◆ Your objective: The answer must be the complete listing, reproduced exactly.

◆ Source records:
PR #6167, opened 2018-09-18
Update CHANGELOG.md

bmunkholm:
@cmelchior: Missing when the bug that was fixed was introduced. Merge when fixed.

### DIFF
--- a/CHANGELOG.md
+++ b/CHANGELOG.md
@@ -1,11 +1,17 @@
 ## 5.5.1 (YYYY-MM-DD)
 
-### Bug Fixes
+### Enhancements
+* None
 
-* Building with Android App Bundle enabled should now work correctly (#5977).
+### Fixes
+* Building with Android App Bundle enabled should now work correctly [#5977](https://github.com/realm/realm-java/issues/5977, since v?.?.?).
+
+### Compatibility
+* File format: ver. 7 (upgrades automatically from previous formats)
+* Realm Object Server: 3.0.0 or later.
+* APIs are backwards compatible with all previous release of realm-java in the 5.x.y series.
 
 ### Internal
-
 * Updated ReLinker to 1.3.0.
 
 
--- a/CHANGELOG.md
+++ b/CHANGELOG.md
@@ -4,7 +4,7 @@
 * None
 
 ### Fixes
-* Building with Android App Bundle enabled should now work correctly [#5977](https://github.com/realm/realm-java/issues/5977, since v?.?.?).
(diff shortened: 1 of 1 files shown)


cmelchior:
It never worked correctly. It was a new feature added by Google that wasn't supported by the 3rd party library we used to load native code.

cmelchior:
Also shouldn't the template have sections for `### Breaking changes` and `### Credits` as these have been used previously? Also why `### Fixes` instead of the much more common `### Bug Fixes` ?

CHANGELOG.md
```diff
@@ -1,11 +1,17 @@
...
 
-* Building with Android App Bundle enabled should now work correctly (#5977).
+### Fixes
+* Building with Android App Bundle enabled should now work correctly [#5977](https://github.com/realm/realm-java/issues/5977, since v?.?.?).
 
-### Internal
+### Compatibility
+* File format: ver. 7 (upgrades automatically from previous formats)
+* Realm Object Server: 3.0.0 or later.
+* APIs are backwards compatible with all previous release of realm-java in the 5.x.y series.
```
cmelchior: Isn't this redundant? I mean this is what semantic versioning means?

CHANGELOG.md
```diff
@@ -1,11 +1,17 @@
 ## 5.5.1 (YYYY-MM-DD)
 
-### Bug Fixes
+### Enhancements
+* None
 
-* Building with Android App Bundle enabled should now work correctly (#5977).
+### Fixes
```
cmelchior: Why not the much more common `Bug Fixes` which is also used by other repos

CHANGELOG.md
bmunkholm: We removed Breaking Changes as it's only used for the Major version releases (rare), so when we do a Major version it's included there. We added this comment under Compatibility to be explicit as we don't mention anywhere that we use Semantic Versioning :-)

CHANGELOG.md
bmunkholm: In some cases you can around back and forth if a small "fix" is a bug or not. It will be the same across all repos.

CHANGELOG.md
```diff
@@ -1,11 +1,17 @@
...
+* Building with Android App Bundle enabled should now work correctly [#5977](https://github.com/realm/realm-java/issues/5977, since 1.0.0).
```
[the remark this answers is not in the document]
bmunkholm: ups. good catch - fixed the link.
The value of the version is that people can see if they are affected.

PR #6183, opened 2018-09-24
Support ROS protocol v25

cmelchior:
_DO NOT MERGE UNTIL 5.6.0 HAS BEEN RELEASED_

Release PR for supporting protocol v25.

### DIFF
--- a/realm/realm-library/src/main/cpp/util.cpp
+++ b/realm/realm-library/src/main/cpp/util.cpp
@@ -50,7 +50,7 @@ void ConvertException(JNIEnv* env, const char* file, int line)
     catch (JavaExceptionThrower& e) {
         e.throw_java_exception(env);
     }
-    catch (bad_alloc& e) {
+    catch (std::bad_alloc& e) {
         ss << e.what() << " in " << file << " line " << line;
         ThrowException(env, OutOfMemory, ss.str());
     }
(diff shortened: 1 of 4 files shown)


realm/realm-library/src/main/cpp/util.cpp
```diff
@@ -50,7 +50,7 @@ void ConvertException(JNIEnv* env, const char* file, int line)
     catch (JavaExceptionThrower& e) {
         e.throw_java_exception(env);
     }
-    catch (bad_alloc& e) {
+    catch (std::bad_alloc& e) {
```
kneth: Why the need for `std::`? Line 36 is including the name space.

cmelchior: Core made some changes to exception handling, which seems to require this, but I am also unsure if this is good enough to catch the exceptions now thrown from Core

bmunkholm: @finnschiermer or @simonask ? ^

simonask: If you have both `using namespace std` and `using namespace realm::util`, `bad_alloc` is ambiguous since I put a `util::bad_alloc` in Core. It captures a backtrace from the throw-site and puts it in the `what()` description.

You can safely use `std::bad_alloc` and expect to catch both `std::bad_alloc` and `util::bad_alloc` (the latter inherits from the former). :-)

◆ Solution:
PR #6167, opened 2018-09-18
Update CHANGELOG.md

bmunkholm:
@cmelchior: Missing when the bug that was fixed was introduced. Merge when fixed.

### DIFF
--- a/CHANGELOG.md
+++ b/CHANGELOG.md
@@ -1,11 +1,17 @@
 ## 5.5.1 (YYYY-MM-DD)
 
-### Bug Fixes
+### Enhancements
+* None
 
-* Building with Android App Bundle enabled should now work correctly (#5977).
+### Fixes
+* Building with Android App Bundle enabled should now work correctly [#5977](https://github.com/realm/realm-java/issues/5977, since v?.?.?).
+
+### Compatibility
+* File format: ver. 7 (upgrades automatically from previous formats)
+* Realm Object Server: 3.0.0 or later.
+* APIs are backwards compatible with all previous release of realm-java in the 5.x.y series.
 
 ### Internal
-
 * Updated ReLinker to 1.3.0.
 
 
--- a/CHANGELOG.md
+++ b/CHANGELOG.md
@@ -4,7 +4,7 @@
 * None
 
 ### Fixes
-* Building with Android App Bundle enabled should now work correctly [#5977](https://github.com/realm/realm-java/issues/5977, since v?.?.?).
(diff shortened: 1 of 1 files shown)


cmelchior:
It never worked correctly. It was a new feature added by Google that wasn't supported by the 3rd party library we used to load native code.

cmelchior:
Also shouldn't the template have sections for `### Breaking changes` and `### Credits` as these have been used previously? Also why `### Fixes` instead of the much more common `### Bug Fixes` ?

CHANGELOG.md
```diff
@@ -1,11 +1,17 @@
...
 
-* Building with Android App Bundle enabled should now work correctly (#5977).
+### Fixes
+* Building with Android App Bundle enabled should now work correctly [#5977](https://github.com/realm/realm-java/issues/5977, since v?.?.?).
 
-### Internal
+### Compatibility
+* File format: ver. 7 (upgrades automatically from previous formats)
+* Realm Object Server: 3.0.0 or later.
+* APIs are backwards compatible with all previous release of realm-java in the 5.x.y series.
```
cmelchior: Isn't this redundant? I mean this is what semantic versioning means?

CHANGELOG.md
```diff
@@ -1,11 +1,17 @@
 ## 5.5.1 (YYYY-MM-DD)
 
-### Bug Fixes
+### Enhancements
+* None
 
-* Building with Android App Bundle enabled should now work correctly (#5977).
+### Fixes
```
cmelchior: Why not the much more common `Bug Fixes` which is also used by other repos

CHANGELOG.md
bmunkholm: We removed Breaking Changes as it's only used for the Major version releases (rare), so when we do a Major version it's included there. We added this comment under Compatibility to be explicit as we don't mention anywhere that we use Semantic Versioning :-)

CHANGELOG.md
bmunkholm: In some cases you can around back and forth if a small "fix" is a bug or not. It will be the same across all repos.

CHANGELOG.md
```diff
@@ -1,11 +1,17 @@
...
+* Building with Android App Bundle enabled should now work correctly [#5977](https://github.com/realm/realm-java/issues/5977, since 1.0.0).
```
[the remark this answers is not in the document]
bmunkholm: ups. good catch - fixed the link.
The value of the version is that people can see if they are affected.

PR #6183, opened 2018-09-24
Support ROS protocol v25

cmelchior:
_DO NOT MERGE UNTIL 5.6.0 HAS BEEN RELEASED_

Release PR for supporting protocol v25.

### DIFF
--- a/realm/realm-library/src/main/cpp/util.cpp
+++ b/realm/realm-library/src/main/cpp/util.cpp
@@ -50,7 +50,7 @@ void ConvertException(JNIEnv* env, const char* file, int line)
     catch (JavaExceptionThrower& e) {
         e.throw_java_exception(env);
     }
-    catch (bad_alloc& e) {
+    catch (std::bad_alloc& e) {
         ss << e.what() << " in " << file << " line " << line;
         ThrowException(env, OutOfMemory, ss.str());
     }
(diff shortened: 1 of 4 files shown)


realm/realm-library/src/main/cpp/util.cpp
```diff
@@ -50,7 +50,7 @@ void ConvertException(JNIEnv* env, const char* file, int line)
     catch (JavaExceptionThrower& e) {
         e.throw_java_exception(env);
     }
-    catch (bad_alloc& e) {
+    catch (std::bad_alloc& e) {
```
kneth: Why the need for `std::`? Line 36 is including the name space.

cmelchior: Core made some changes to exception handling, which seems to require this, but I am also unsure if this is good enough to catch the exceptions now thrown from Core

bmunkholm: @finnschiermer or @simonask ? ^

simonask: If you have both `using namespace std` and `using namespace realm::util`, `bad_alloc` is ambiguous since I put a `util::bad_alloc` in Core. It captures a backtrace from the throw-site and puts it in the `what()` description.

You can safely use `std::bad_alloc` and expect to catch both `std::bad_alloc` and `util::bad_alloc` (the latter inherits from the former). :-)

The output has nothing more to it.